As language is paramount in interpersonal communication, an important question for the investigation of the interplay of epistemic trust and vigilance concerns the role of language in strengthening or weakening the two. For instance, evidentials – morphological markers that indicate the source of the speaker’s knowledge – have been shown to play a role in the formation of selective epistemic trust in children. Moreover, languages differ with respect to the communicative practices in which evidentials are involved. For instance, quotative resources can be employed by speakers of various languages in order to reduce the speaker‘s responsibility for the truthfulness of the proposition conveyed. In Yurakaré (isolate, Bolivia), however, the reportative evidential enclitic =ya is only used in utterances that perform informing actions where, moreover, the information is presented as fully reliable. This means that in Yurakaré, the reportative evidential in fact increases the speaker‘s responsibility for the truth of the utterance, given that it includes the speaker’s judgment of the trustworthiness of the person who contributed the information. Reported information for which the reliability is doubtful – or which is known to be untrue – are formulated as direct quotations instead. Here are two corpus examples illustrating the difference:

 

Reportative evidential


Kancha arosashtuya kompadrebë.
‘They are going to mow the sports field reportedly, compadre.’

→ The speaker entertains no doubt as to the truth of the reported proposition. She uses the reportative marker =ya.

Quotative construction


Ani litütülaba kuta arana. Nijta.
‘“Maybe my frog is here”, he says. No, it is not there.’

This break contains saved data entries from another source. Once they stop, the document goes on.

PR #1852, opened 2022-11-10
fix: generated crate not using generated version

Will-Smith11:
## Motivation
currently when abigen generates a new crate. it uses the git version of the repo. However this is wrong as if someone set there ethers-rs dep to version 1.0.0, if they generated a crate for bindings. it would be the git version causing a dependency conflict 

## Solution
to fix this problem we simply read from the cargo manifest directory and then parse what version the bindings are being generated from and use that over the default hardcoded version

## PR Checklist

-   [ ] Added Tests
-   [x] Added Documentation
-   [x] Updated the changelog

### DIFF
--- a/ethers-contract/ethers-contract-abigen/src/multi.rs
+++ b/ethers-contract/ethers-contract-abigen/src/multi.rs
@@ -596,9 +596,9 @@ impl MultiBindingsInner {
                         return Ok("ethers = {{ git = \"https://github.com/gakonst/ethers-rs\", default-features = false, features = [\"abigen\"] }}".to_string());
                     }
                 } else {
-                    let regex = Regex::new("ethers=\"[^\"]*\"")?;
+                    let regex = Regex::new("\"[^\"]*\"")?;
                     let Some(version) = regex.captures(&parsed) else { eyre::bail!("couldn't parse version regex")};
-                    let res = &version.get(0).unwrap().as_str()[7..];
+                    let res = &version.get(0).unwrap().as_str();
                     return Ok(format!("ethers = {{ version={}, default-features = false, features = [\"abigen\"] }}", res));
                 }
             }
--- a/ethers-contract/ethers-contract-abigen/src/multi.rs
+++ b/ethers-contract/ethers-contract-abigen/src/multi.rs
@@ -576,17 +576,17 @@ impl MultiBindingsInner {
         let file = File::open(cargo_dir)?;
         let reader = BufReader::new(file).lines();
         for line in reader.flatten() {
-            let parsed = line.trim();
+            let parsed: String = line.split_whitespace().collect();
             if parsed.starts_with("ethers") {
-                if parsed.contains("{{") {
+                if parsed.contains('{') {
                     if parsed.contains("git") && parsed.contains("rev") {
                         let regex = Regex::new("rev=\"[^\"]*\"")?;
-                        let Some(rev) = regex.captures(parsed) else { eyre::bail!("couldn't capture revision regex")};
+                        let Some(rev) = regex.captures(&parsed) else { eyre::bail!("couldn't capture revision regex")};
                         let res = rev.get(0).unwrap().as_str();
                         return Ok(format!("ethers = {{ git = \"https://github.com/gakonst/ethers-rs\", {}, default-features = false, features = [\"abigen\"] }}", res));
                     } else if parsed.contains("version") {
                         let regex = Regex::new("version=\"[^\"]*\"")?;
-                        let Some(version) = regex.captures(parsed) else { eyre::bail!("couldn't parse extra args version regex")};
+                        let Some(version) = regex.captures(&parsed) else { eyre::bail!("couldn't parse extra args version regex")};
                         let res = version.get(0).unwrap().as_str();
                         return Ok(format!(
                             "ethers = {{ {}, default-features = false, features = [\"abigen\"] }}",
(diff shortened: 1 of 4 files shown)


mattsse (changes requested):
> However this is wrong as if someone set there ethers-rs dep to version 1.0.0

right. good idea to improve that.

but instead of parsing this via regex, lets parse this as via toml instead, there's a toml parsing crate

Will-Smith11:
@mattsse is this more what you had in mind?

ethers-contract/ethers-contract-abigen/src/multi.rs
```diff
@@ -573,38 +572,24 @@ impl MultiBindingsInner {
...
-                } else {
-                    let regex = Regex::new("\"[^\"]*\"")?;
-                    let Some(version) = regex.captures(&parsed) else { eyre::bail!("couldn't parse version regex")};
-                    let res = version.get(0).unwrap().as_str();
-                    return Ok(format!("ethers = {{ version={}, default-features = false, features = [\"abigen\"] }}", res));
-                }
+        let data = std::fs::read_to_string(cargo_dir)?;
+        let toml = data.parse::<Value>()?;
+
+        let Some(Some(ethers)) = toml.get("dependencies").map(|v| v.get("ethers")) else { eyre::bail!("couldn't find ethers dep")};
```
mattsse, line 578: the can be simplified with `and_then` instead of map.

ethers-contract/ethers-contract-abigen/src/multi.rs
```diff
@@ -573,38 +572,24 @@ impl MultiBindingsInner {
...
+        if ethers.is_table() {
+            if let Some(rev) = ethers.get("rev") {
+                return Ok(format!("ethers = {{ git = \"https://github.com/gakonst/ethers-rs\", rev = {}, default-features = false, features = [\"abigen\"] }}", rev));
+            } else if let Some(version) = ethers.get("version") {
+                return Ok(format!("ethers = {{ version = {}, default-features = false, features = [\"abigen\"] }}", version ));
+            } else {
+                return Ok("ethers = {{ git = \"https://github.com/gakonst/ethers-rs\", default-features = false, features = [\"abigen\"] }}".to_string());
```
mattsse, line 585: I'm not quite sure this is correct, since version should also be allowed with `path`.

I think we can simplify all of this by checking for `path`?

mattsse (changes requested):

ethers-contract/ethers-contract-abigen/src/multi.rs
Will-Smith11: when you say path I'm assuming we are talking about something like this `ethers-core = { version = "^1.0.0", path = "../ethers-core", default-features = false }` ? I also see another case as if someone was just importing `ethers-contracts` this would also miss out on it.

mattsse: yes the path argument. 

> importing ethers-contracts this would also miss out on it.

right, let's check for both `ethers` and `ethers_contract` then?

Will-Smith11:
not super happy with how this currently looks, feels pretty clunky with managing path depth. Any ideas on cleanup?

ethers-contract/ethers-contract-abigen/src/multi.rs
```diff
@@ -570,22 +570,36 @@ impl MultiBindingsInner {
...
+                    res.extend(path);
+
+                    Ok(format!("ethers = {{ version = {}, path = {} default-features = false, features = [\"abigen\"] }}", version, res.to_string_lossy()))
+                } else {
+                    Ok(format!("ethers = {{ version = {}, default-features = false, features = [\"abigen\"] }}", version ))
+                }
             } else {
-                return Ok("ethers = {{ git = \"https://github.com/gakonst/ethers-rs\", default-features = false, features = [\"abigen\"] }}".to_string());
+                Ok("ethers = {{ git = \"https://github.com/gakonst/ethers-rs\", default-features = false, features = [\"abigen\"] }}".to_string())
             }
```
mattsse, line 600: I'm sorry I made a mistake in the last review, it should of course be `git` not `path`.

imo this can all be replaced by checking only for the existence of `git`. I wouldn't bother with the `path` at all. 

so the condition should just be `if ethers.get("git").is_some()`

mattsse (changes requested):

ethers-contract/ethers-contract-abigen/src/multi.rs
Will-Smith11: Right because abigen is a feature so will always be a table.

Will-Smith11: > so the condition should just be `if ethers.get("git").is_some()`
I don't believe we can just check for `git` though as another possible flag is `rev` which specifies a specific git hash. I think the best way to do this would be the way that the code I pushed currently handles it.

Will-Smith11: @mattsse thoughts on above?

mattsse: rev requires git tough: https://doc.rust-lang.org/cargo/reference/specifying-dependencies.html#specifying-dependencies-from-git-repositories

Will-Smith11: > rev requires git tough

yes I'm aware. I think its a good idea to allow specification of a specific hash due to dependency conflicts with other crates and I've actually had to use this a few times where the most recent version had a bug i wanted to avoid but the most recent git verision gave me a dep conflict. It's a pretty niche case but I think its more correct overall. Thinking o

If you think its a bit overkill I can remove it, just lmk.

gakonst: i think OK as-is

→ The speaker knows the reported proposition to be false. She uses a direct quotation.
 

In our current research, we build on these insights and ask: What role do language-specific resources play in epistemic trust in everyday conversation and science communication? Do cross-linguistic differences in epistemic expressions impact on the formation of epistemic trust? An how can we possibly use the linguistic resources available in a given language to (re)build epistemic trust in science communication?